▶ What you need to do: Could you return the entire listing below exactly as written?

Materials provided: Begin

PR #140, opened 2019-03-08
chore: check `yarn.lock` in CI

classicalliu:


ashchan:
Nice it fails as expected :-)

PR #141, opened 2019-03-11
refactor: wallet store test remove fs require

BaojunCZ:


packages/neuron-wallet/tests/wallet_store/save-wallet.js
```diff
@@ -15,6 +15,6 @@ walletStore.saveWallet('wallet1', {
   keystore: 'qazwsx',
 })
 
-console.log(walletStore.path())
+console.log(JSON.stringify(walletStore.getStore()))
```
ashchan: Remove all trace/debug purpose console log.

BaojunCZ: It`s for test.Putting test file into execa with electron evm, execa will execute test file and call back log.Take the log to assert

Materials provided: End

▶ Output of the task:
PR #140, opened 2019-03-08
chore: check `yarn.lock` in CI

classicalliu:


ashchan:
Nice it fails as expected :-)

PR #141, opened 2019-03-11
refactor: wallet store test remove fs require

BaojunCZ:


packages/neuron-wallet/tests/wallet_store/save-wallet.js
```diff
@@ -15,6 +15,6 @@ walletStore.saveWallet('wallet1', {
   keystore: 'qazwsx',
 })
 
-console.log(walletStore.path())
+console.log(JSON.stringify(walletStore.getStore()))
```
ashchan: Remove all trace/debug purpose console log.

BaojunCZ: It`s for test.Putting test file into execa with electron evm, execa will execute test file and call back log.Take the log to assert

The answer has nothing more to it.